Linux Kernel Data Structure Rbtree (red-black tree) – It is the Linux’s implementation of (semi) Balanced Binary
search tree. It is useful for inserting and searching efficiently. prio_tree (PST) - It is the Linux’s implementation of
radix priority search tree which is a mix of heap and radix trees. It is useful for storing intervals. e.g. consider a vma
as a closed interval of file pages [offset_begin, offset_end], and store all vmas that map a file in a PST.
IV. CONCLUSIONS
The Linux kernel is one layer in the architecture of the entire Linux system. The kernel is conceptually composed of
five major subsystems: the process scheduler, the memory manager, the virtual file system, the network interface,
and the inter-process communication interface. These subsystems interact with each other using function calls and
shared data structures.
At the highest level, the architectural style of the Linux kernel is closes to Garlan and Shaw's Data Abstraction style
([Garlan1994]); the kernel is composed of subsystems that maintain internal representation consistency by using a
specific procedural interface. As each of the subsystems is elaborated, we see an architectural style that is similar to
the layered style presented by Garlan and Shaw. Each of the subsystems is composed of modules that communicate
only with adjacent layers.
The conceptual architecture of the Linux kernel has proved its success; essential factors for this success were the
provision for the organization of developers, and the provision for system extensibility. The Linux kernel
architecture was required to support a large number of independent volunteer developers. This requirement
suggested that the system portions that require the most development -- the hardware device drivers and the file and
network protocols -- be implemented in an extensible fashion. The Linux architect chose to make these systems be
extensible using a data abstraction technique: each hardware device driver is implemented as a separate module that
supports a common interface. In this way, a single developer can add a new device driver, with minimal interaction
required with other developers of the Linux kernel. The success of the kernel implementation by a large number of
volunteer developers proves the correctness of this strategy.

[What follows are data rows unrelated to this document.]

Issue #2, opened 2014-04-04
Removing dupricate reads


totakke:
A new feature for removing dupricate reads like Picard MarkDupricates.

abhi18av:
I'm curious about this one after the referenced PR, why is this issue kept open? 🤔

totakke:
Right. Already resolved.

abhi18av:
Cool :)

PR #32, opened 2017-03-06
Add functions for deduplicating paired-end BAM.

alumi:
This PR adds a function `cljam.dedup/dedup` and a transducer `cljam.dedup/dedup-xform` for removing PCR duplications in paired-end BAM files.

```clojure
(sequence
  (dedup/dedup-xform)
  [{:qname "r1" :flag 99 :rname "ref" :pos 1 :mapq 60 :rnext "=" :pnext 10 :tlen 5 :qual "IIIII"}
   {:qname "r2" :flag 99 :rname "ref" :pos 1 :mapq 60 :rnext "=" :pnext 10 :tlen 5 :qual "IIIIH"}
   {:qname "r1" :flag 147 :rname "ref" :pos 10 :mapq 60 :rnext "=" :pnext 1 :tlen -5 :qual "IIIII"}])
 => [{:qname "r1" :flag 99 :rname "ref" :pos 1 :mapq 60 :rnext "=" :pnext 10 :tlen 5 :qual "IIIII"}
     {:qname "r1" :flag 147 :rname "ref" :pos 10 :mapq 60 :rnext "=" :pnext 1 :tlen -5 :qual "IIIII"}]
```

Its algorithm is similar to `rmdup` command of samtools.
As mentioned in #2, `MarkDuplicates` command of Picard implements more complex processes such as 2-pass filtering and file-backed indexing to remove not only PCR duplications but also optical duplications.

### DIFF
--- a/src/cljam/dedupe.clj
+++ b/src/cljam/dedupe.clj
@@ -1,0 +1,70 @@
+(ns cljam.dedupe
+  (:refer-clojure :exclude [dedupe])
+  (:require [com.climate.claypoole :as cp]
+            [cljam.io :as io]
+            [cljam.bam :as bam]
+            [cljam.util.sam-util :as sam-util]))
+
+(defn- refs->regions [refs]
+  (for [{:keys [name len]} refs]
+    {:chr name :start 1 :end len}))
+
+(defn- sum-quals [a]
+  (when-let [q ^String (:qual a)]
+    (when-not (and (= (.length q) 1) (= \* (.charAt q 0)))
+      (reduce (fn [r x] (+ r (- (int x) 33))) 0 q))))
+
+(defn- paired? [{:keys [flag]}]
+  (pos? (bit-and flag (sam-util/flags :multiple))))
+
+(defn- mapped? [{:keys [flag]}]
+  (zero? (bit-and flag (bit-or (sam-util/flags :unmapped) (sam-util/flags :next-unmapped)))))
+
+(defn dedupe-xform
+  "Returns a transducer which removes PCR duplications."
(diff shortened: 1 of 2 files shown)


src/cljam/dedup.clj
```diff
@@ -0,0 +1,69 @@
...
+              refs->regions
+              (cp/pmap
+               pool
+               (fn [{:keys [start end] :as region}]
+                 (with-open [r (bam/reader in)]
+                   (->> (io/read-alignments r region)
+                        (sequence (dedup-xform :remove-dups remove-dups))
+                        doall))))
+              (sequence cat))
+         header)))))
```
alumi: This might be trivial, but I think `(io/write-alignments writer header alignments)` would be better than `(io/write-alignments writer alignments header)` when used with thread-last macro.

totakke: Ummm... As you say, `(io/write-alignments writer header alignments)` is more useful for `->>`. But `alignments` is main data of this function. `header` is supportive one.

Probably SAMWriter/BAMWriter should has `header` information like `VCFWriter` because `header` is meta data. For example,

```clojure
(with-open [wtr (bam/writer f header)]
  (io/write-alignments wtr alignments)
```

alumi: Thanks. I'll try it in other branch!

alumi:
Actually there's no particular reason but just because I felt that [`dedup`](https://github.com/search?q=dedup+bam&type=Code) is as common as [`dedupe`](https://github.com/search?q=dedupe+bam&type=Code) in the context of bioinformatics. 
OK, let's make it Clojurish. I've modified the commit.

totakke:
Thanks!

PR #34, opened 2017-03-27
Add :ignore-index option to cljam.fasta/reader

totakke:
`cljam.fasta/reader` comes to receive `:ignore-index` option by this commit. (default: `false`)

Current `cljam.fasta/reader` sets `.index` `nil` when an index file is not found. Some functions using index, such as `cljam.fasta/read-sequence`, always returns `nil` if the index is `nil`. This behavior may cause bugs. New `cljam.fasta/reader` disallows nil index unless `:ignore-index true` is passed.


alumi:
Merged 😸

PR #35, opened 2017-04-03
Feature/bam seq encode

alumi:
Refactored bam encoding to use static table.

This PR improves performance of sequence encoding about 20x faster.

Old codes and tests are removed.


src/cljam/util/sam_util.clj
```diff
@@ -161,170 +161,46 @@
...
-                  (char->compressed-base-low (char (aget read-bases l-idx))))]
-          (aset-byte result i (byte (bit-or h l)))
-          (recur (inc i)))))))
-
-(def ^:const ^:private seq-byte-table
-  (let [nibble-table "=ACMGRSVTWYHKDBN"]
-    (->> (for [i nibble-table j nibble-table] [i j])
-         (apply concat)
-         cstr/join)))
+(defonce ^:private ^:const base->nibble "=ACMGRSVTWYHKDBN")
```
alumi: Thank you for the comment.
Fixed the names for static tables with comments to be more descriptive.

As sizes of these static tables are not so trivial (<17KB), I used `defonce` to mark that they shouldn't be reallocated / recalculated.
There're no advantages in runtime in the usual case, as you mentioned. I fixed them to `def`.

totakke:
Thank you!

Another important extension to the Linux kernel is the addition of more supported hardware platforms. The
architecture of the system supports this extensibility by separating all hardware-specific code into distinct modules
within each subsystem. In this way, a small group of developers can effect a port of the Linux kernel to a new
hardware architecture by re-implementing only the machine-specific portions of the kernel. In future this work may
be extended using database and Linux.